--- START ---

PR #389, opened 2024-07-18
pb-7598: Removed default addition of the RunAsGroup in the securityAc…

siva-portworx:
```
pb-7598: Removed default addition of the RunAsGroup in the securityAccount.
```
Closes # pb-7598

Testing:
Tested the backup/restore with OCP setup of application that had RDB volume with offload option, which was failing previous with permission denied error.

Screenshot 2024-07-18 at 3 31 42 PM
Screenshot 2024-07-18 at 3 31 33 PM

### DIFF
--- a/pkg/drivers/nfsbackup/nfsbackup.go
+++ b/pkg/drivers/nfsbackup/nfsbackup.go
@@ -281,7 +281,9 @@ func jobForBackupResource(
 	// The Job is intended to backup resources to  NFS backuplocation
 	// and it doesn't need a specific JOB uid/gid since it will be sqaushed at NFS server
 	// hence used a global hardcoded UID/GID.
-	job, err = utils.AddSecurityContextToJob(job, utils.KdmpJobUid, utils.KdmpJobGid)
+	// Not passing the groupId as we do not want to set the RunAsGroup field in the securityContext
+	// This helps us in setting the primaryGroup ID to root for the user ID.
+	job, err = utils.AddSecurityContextToJob(job, utils.KdmpJobUid, "")
 	if err != nil {
 		return nil, err
 	}
--- a/pkg/drivers/nfsrestore/nfsrestore.go
+++ b/pkg/drivers/nfsrestore/nfsrestore.go
@@ -321,7 +321,9 @@ func jobForRestoreResource(
 			},
 		},
 	}
-	job, err = utils.AddSecurityContextToJob(job, utils.KdmpJobUid, utils.KdmpJobGid)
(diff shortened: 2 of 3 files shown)


t-nidhin (approved):

pkg/drivers/nfsbackup/nfsbackup.go
```diff
@@ -281,7 +281,9 @@ func jobForBackupResource(
 	// The Job is intended to backup resources to  NFS backuplocation
 	// and it doesn't need a specific JOB uid/gid since it will be sqaushed at NFS server
 	// hence used a global hardcoded UID/GID.
-	job, err = utils.AddSecurityContextToJob(job, utils.KdmpJobUid, utils.KdmpJobGid)
+	// Not passing the groupId as we do not want to set the RunAsGroup field in the securityContext
+	// This helps us in setting the primaryGroup ID to root for the user ID.
+	job, err = utils.AddSecurityContextToJob(job, utils.KdmpJobUid, "")
```
vsundarraj-px, line 286: Isnt this countering the purpose of setting the runAsGroup although dummy for non OCP case too. I see that that fix is intended to not set runAsGroup in case of NFS on OCP, but passing "" for all case will cause regression?

prashanthpx (approved):

pkg/drivers/nfsbackup/nfsbackup.go
siva-portworx: Not setting RunAsGroups, such that we will make the user to be part of root group and it is helping us, if some of the provisioner do not respect the FsGroup and make the owner group as root instead of Fsgroup id.
This is working in PSA environment as well. So we are doing this. This is how the default OCP securityContext is set currently.

pkg/drivers/nfsbackup/nfsbackup.go
```diff
@@ -281,7 +281,9 @@ func jobForBackupResource(
 	// The Job is intended to backup resources to  NFS backuplocation
 	// and it doesn't need a specific JOB uid/gid since it will be sqaushed at NFS server
 	// hence used a global hardcoded UID/GID.
-	job, err = utils.AddSecurityContextToJob(job, utils.KdmpJobUid, utils.KdmpJobGid)
+	// Not passing the groupId as we do not want to set the RunAsGroup field in the securityContext
+	// This helps us in setting the primaryGroup ID to root for the user ID.
```
vsundarraj-px, line 285: nit: Earlier comment and new comment are missleading. We may have to ensure one of them is valid.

--- END ---

### Aim of the exercise
Search the listing above for the string "Removed" and return each line it appears on.

### Response to this exercise
pb-7598: Removed default addition of the RunAsGroup in the securityAc…
pb-7598: Removed default addition of the RunAsGroup in the securityAccount.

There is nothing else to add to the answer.